Count every line in the data below that includes "these", and give only the result.

START Dataset records

PR #2537, opened 2025-02-14
arch: Support Grace arm architecture

mloubout:


EdCaunt (approved):

devito/arch/compiler.py
```diff
@@ -614,6 +614,8 @@ def __init_finalize__(self, **kwargs):
         elif isinstance(platform, Cpu64):
             if language == 'openmp':
                 self.cflags.append('-mp')
+            if isinstance(platform, NvidiaArm):
+                self.cflags.append(f'-mcpu={platform.march}')
```
georgebisbas, line 618: I guess you cross-checked that this is not double-printed in the compilation line right? Otherwise OK

georgebisbas (approved):

PR #2538, opened 2025-02-15
compiler: Misc extensions towards supporting thread block clustering

FabioLuporini:


devito/types/basic.py
```diff
@@ -211,6 +211,14 @@ def _mem_shared(self):
         """
         return False
 
+    @property
+    def _mem_shared_remote(self):
```
mloubout, line 215: I assume this is for grace-hoper where the GPU can access the grace's shared memory?

devito/types/misc.py
```diff
@@ -342,3 +342,17 @@ def closing(self):
 A wildcard for use in the RHS of Eqs that encode some kind of semantics
 (e.g., a synchronization operation) but no computation.
 """
+
+
+# *** CXX support types
+
+auto = CustomDtype('auto')
```
mloubout, line 349: I get why it is done like that, but it's not really a type. It's a return qualifier. I'm not sure how else it should be done; maybe add a TODO or issue for it.

mloubout (approved):
Minot comment looks good to go

devito/passes/clusters/cse.py
```diff
@@ -70,6 +70,12 @@ def cse(cluster, sregistry=None, options=None, **kwargs):
     min_cost = options['cse-min-cost']
     mode = options['cse-algo']
 
+    # Unsafe, and almost always uselsss as these tend to be no-op Clusters, to
```
georgebisbas, line 73: useless

devito/types/basic.py
FabioLuporini: no, this is for just hopper where a block X running on SM0 can access the shared memory of block Y on the neighbouring SM1

devito/passes/clusters/cse.py
FabioLuporini: agreed, dropping

devito/types/misc.py
FabioLuporini: done, pushing updated version now

mloubout (approved):

devito/passes/clusters/cse.py
georgebisbas: I actually meant the typo: uselsss, but happy to help indirectly

PR #2539, opened 2025-02-17
tests: Remove floating point equality assertions

JDBetteridge:
I'm guessing we are going to find more

### DIFF
--- a/tests/test_symbolics.py
+++ b/tests/test_symbolics.py
@@ -712,7 +712,7 @@ def test_pow_precision(dtype, expected):
     op.apply()
 
     assert expected in str(op)
-    assert np.all(f.data == 8.0)
+    assert np.allclose(f.data, 8.0, rtol=np.finfo(dtype).eps)
 
 
 @pytest.mark.parametrize('dtype,expected', [


tests/test_symbolics.py
```diff
@@ -620,8 +621,8 @@ def test_minmax_precision(dtype, expected):
     # Check generated code -- ensure it's using the fp64 versions of min/max,
     # that is fminf/fmaxf
     assert all(i in str(op) for i in expected)
-
-    assert np.all(f.data == 6.0)
+    tolerance = 1e-8 if dtype is np.float32 else 1e-16
```
georgebisbas, line 624: I would add tolerance to the parametrization instead of here

georgebisbas: for all the tests

tests/test_symbolics.py
```diff
@@ -643,7 +644,8 @@ def test_pow_precision(dtype, expected):
     op.apply()
 
     assert expected in str(op)
-    assert np.all(f.data == 8.0)
+    tolerance = 1e-8 if dtype is np.float32 else 1e-16
```
georgebisbas, line 647: tolerance = 1e-8 if dtype is np.float32 else 1e-16
```suggestion
    tolerance = 1e-7 if dtype is np.float32 else 1e-16
```

tests/test_symbolics.py
```diff
@@ -705,7 +708,7 @@ def test_multibounds_op(self):
         op.apply(time_M=5)
         fnorm2 = norm(f)
 
-        assert fnorm == fnorm2
+        assert math.isclose(fnorm, fnorm2, rel_tol=1e-8)
```
mloubout, line 711: should use `np.isclose`

tests/test_symbolics.py
```diff
@@ -665,7 +667,8 @@ def test_abs_precision(dtype, expected):
     op.apply()
 
     assert expected in str(op)
-    assert np.all(f.data == 1.0)
+    tolerance = 1e-8 if dtype is np.float32 else 1e-16
```
mloubout, line 670: Don't need those to be hard coded, you can use `np.finfo(dtype).eps` 

```
In [4]: np.finfo(np.float32).eps
Out[4]: np.float32(1.1920929e-07)
```

mloubout: You can also define those eps at the top for the whole file it's constants (or even in conftest)

tests/test_symbolics.py
mloubout: >np.isclose returns a boolean array

only for arrays, it returns a numpy boolean for scalars which those are

tests/test_symbolics.py
JDBetteridge: Used numpy inspection instead

tests/test_symbolics.py
JDBetteridge: So it does

mloubout (approved):

georgebisbas (approved):
passes locally

tests/test_symbolics.py
```diff
@@ -620,8 +620,7 @@ def test_minmax_precision(dtype, expected):
     # Check generated code -- ensure it's using the fp64 versions of min/max,
     # that is fminf/fmaxf
     assert all(i in str(op) for i in expected)
-
-    assert np.all(f.data == 6.0)
+    assert np.allclose(f.data, 6.0, rtol=np.finfo(dtype).eps)
```
FabioLuporini, line 623: why? we expect perfect equality here

tests/test_symbolics.py
```diff
@@ -705,7 +704,7 @@ def test_multibounds_op(self):
         op.apply(time_M=5)
         fnorm2 = norm(f)
 
-        assert fnorm == fnorm2
+        assert np.isclose(fnorm, fnorm2, rtol=np.finfo(fnorm.dtype).eps)
```
FabioLuporini, line 707: lolz, I struggle to understand this test at all... aren't those two Operators equivalent?

and if, again, should we not just expect perfect equality

FabioLuporini (commented):
Yes, I know that fp comparison should go with an eps etc, but imho these cases are quite special and we expect actual equality

tests/test_symbolics.py
JDBetteridge: @georgebisbas reported issues on
> gcc 11.4,  Intel(R) Core(TM) i7-7700K CPU , ubuntu 22, latest master

I opened the PR in response. I wonder if it's still an issue? I couldn't reproduce, but could understand it being platform specific

tests/test_symbolics.py
JDBetteridge: No idea

mloubout (approved):

FabioLuporini (approved):

PR #2556, opened 2025-03-17
install: Add packaging to requirements

JDBetteridge:
I keep getting tripped up by this every time I create a new `venv`


mloubout (approved):
I always thought it was default with python but yeah it keeps popping up

georgebisbas (approved):

PR #2557, opened 2025-03-20
dsl: ensure SparseFunction coordinates and point symbols are always real

EdCaunt:


mloubout (commented):
Looks fine, one small comment.

devito/types/sparse.py
```diff
@@ -202,6 +202,12 @@ def __subfunc_setup__(self, suffix, keys, dtype=None, inkwargs=False, **kwargs):
             else:
                 dtype = dtype or self.dtype
 
+        # Complex coordinates are not valid, so fall back to corresponding
+        # real floating point type if dtype is complex.
+        if issubclass(dtype, np.complexfloating):
```
mloubout, line 207: Weird my comment disapearded. 

`dtype = self.dtype(0).real.__class__` is safer. For example, if someone uses fp16 sparse this would automatically upcast all subfunctions

EdCaunt: Oh that's much better, I was looking for something like that

georgebisbas (approved):

mloubout (approved):

PR #195, opened 2018-02-04
Generate missing exercise READMEs

kytrinyx:
The following exercises were missing READMEs:

- collatz-conjecture
- crypto-square
- flatten-array
- transpose

In preparation for [v2](https://github.com/exercism/v2-feedback/blob/master/README.md) we're updating Configlet—our Exercism track linter—to require that we generate the exercise README. This is because in v2 we will not be generating READMEs on the fly, but deliver the README as defined in the directory for each implementation.

I'm going to go ahead and merge this as soon as the build passes, as this is janitorial work rather than a language-specific change.

See https://github.com/exercism/configlet/issues/116 for more details.

### DIFF
--- a/exercises/collatz-conjecture/README.md
+++ b/exercises/collatz-conjecture/README.md
@@ -1,0 +1,48 @@
+# Collatz Conjecture
+
+The Collatz Conjecture or 3x+1 problem can be summarized as follows:
+
+Take any positive integer n. If n is even, divide n by 2 to get n / 2. If n is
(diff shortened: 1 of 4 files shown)


kytrinyx:
We have a version conflict on Travis—the phptest.phar that is getting downloaded is too new for the version of PHP.

kytrinyx:
I'm actually going to merge this even though the build is passing, since the build is a separate problem. I'm submitting a PR with a suggested fix for the build.

PR #207, opened 2018-06-19
Add auto_approve to hello-world exercise

jackhughesweb:
This adds the auto_approve property to the hello-world 
exercise as part of preparing tracks for the v2 launch.

The current code on the server will automatically approve
hello-world exercises anyway, but that is a temporary fix
and will be removed in the future.

See exercism/php#206


kytrinyx:
Sweet, thanks!

PR #213, opened 2018-08-06
Remove markTestSkipped

### LINKED ISSUE #212: PHPUnit Groups
Hi,

We could start using PHPUnit Groups instead of `$this->markTestSkipped();`

# What would this fix

We don't have to remove `$this->markTestSkipped();` in order to run all tests.

# Example

```
/**
 * @group ignore
 */
public testSomeFunctionality()
{
}
```

To run tests that aren't in group `ignore`:

`phpunit --exclude-group=ignore` 

To run only tests that are in group `ignore`:

`phpunit --group=ignore`

Alternative would be adding to `phpunit.xml`:

```
<groups>
    <exclude>
        <group>ignore</group>
    </exclude>
</groups>
``` 

Which would allow to run just `phpunit` and only tests that don't have `ignore` groupe would run by default.

kunicmarko20:
closes #212 

Everything was search & replace so a review is needed!

### DIFF
--- a/exercises/accumulate/accumulate_test.php
+++ b/exercises/accumulate/accumulate_test.php
@@ -15,8 +15,6 @@ class AccumulateTest extends PHPUnit\Framework\TestCase
 
     public function testAccumulateSquares()
     {
-        $this->markTestSkipped();
-
         $accumulator = function ($value) {
             return $value ** 2;
         };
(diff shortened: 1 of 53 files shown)


kunicmarko20:
Looks fine to me, few extra lines were trimmed in the process. :smile:

PR #217, opened 2018-10-03
Adds the affine cipher exercise

camilopayan:
Needless to say, not finished yet! Just wanted to claim the exercise.

### DIFF
--- a/config.json
+++ b/config.json
@@ -658,6 +658,18 @@
         "lists",
         "text_formatting"
       ]
+    },
+    {
+      "slug": "affine-cipher",
+      "uuid": "d1267415-aff5-411d-b267-49a4a2c8fda2",
+      "core": false,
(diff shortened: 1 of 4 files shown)


camilopayan:
All right, this PR is ready for review! I'm going to go ahead and do another problem.

camilopayan:
Fixed the style issues! Thanks for the heads up on the `make style-check`
command.

petemcfarlane:
Think I've worked out why the build is failing.

>The exercise 'affine-cipher' is being unlocked by a non-core exercise. Non-core exercises can only be unlocked by core exercises.

So in the config you say it's unlocked by "grains" but "grains" is not a core exercise. Could you change this to a core exercise instead? Thanks 🙂

camilopayan:
All right, set it to null, which matches the rest, looks like.

PR #218, opened 2018-10-07
Adds blurb for PHP track

fernandovbs:
This change adds a blurb for the PHP track.


petemcfarlane:
Thanks @fernandovbs 😄

PR #219, opened 2018-10-12
Diamond exercise for php.

camilopayan:


camilopayan:
Ready for merge

camilopayan:
Fixed the indentation issues.

camilopayan:
I see there's an issue with locking and unlocking but I don't really get what that means.

petemcfarlane:
Same issue here. You could change the `unlocked_by` in the config, or just set it to null perhaps?

camilopayan:
Updated the `unlocked_by` to null

PR #220, opened 2018-10-15
Palindrome Products exercise

camilopayan:


camilopayan:
This is ready for review but I'm holding off on the `config.json` changes until I understand what the issue is with the other PRs.

camilopayan:
All right, set it up with `unlocked_by` set to null.

exercises/palindrome-products/palindrome-products_test.php
```diff
@@ -0,0 +1,104 @@
+<?php
+
+require "palindrome-products.php";
+
+class PalindromeProductsTest extends PHPUnit\Framework\TestCase
+{
+
+    public function testFindsTheSmallestPalindromeFromSingleDigitFactors()
+    {
+        list($value, $factors) = smallest(1, 9);
```
petemcfarlane: Do you think we should use the PHP 7.1 http://php.net/manual/en/migration71.new-features.php#migration71.new-features.symmetric-array-destructuring over `list()`? I can see arguments for both, using `[$value, $factors] = smallest(1, 9)` is more concise and subjectively _"better"_ PHP. But using `list(...)` is still supported and in older versions too.

camilopayan: Ah! I didn't know about this feature, but yes we should move to the destructuring syntax since PHP 5.6 is going to unsupported by the end of the year. I'm using it extensively in #221 so I'll go through and change those.

camilopayan:
All the `list`s were changed to `[]`.

PR #223, opened 2018-11-02
Update assertion arguments to expected, actual order for series exercise

dstockto:
Changed test name to be more indicative of what is tested

The assertion arguments were in the wrong order which makes the error messages confusing. If I had a failing test I'd see a message similar to "Expected 'your answer' but got 'correct answer'". This will put that back in order. Additionally I change the class name of the test since it doesn't seem to be related to a sieve.

### DIFF
--- a/exercises/series/series_test.php
+++ b/exercises/series/series_test.php
@@ -1,45 +1,45 @@
 <?php
 require "series.php";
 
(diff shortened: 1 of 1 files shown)


petemcfarlane:
Thanks @dstockto!

PR #224, opened 2018-11-02
Update crypto square tests expected vs actual ordering

dstockto:
This will make failing tests much more clear in their error message.


petemcfarlane:
Thanks!

PR #228, opened 2019-02-04
Restricted use of gmp_hamdist.

marvinrabe:
I saw students using the `gmp_hamdist` function to solve this exercise. I would rather prefer that they implement the behaviour themselves.


petemcfarlane:
Thanks!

END Dataset records

Your response:
2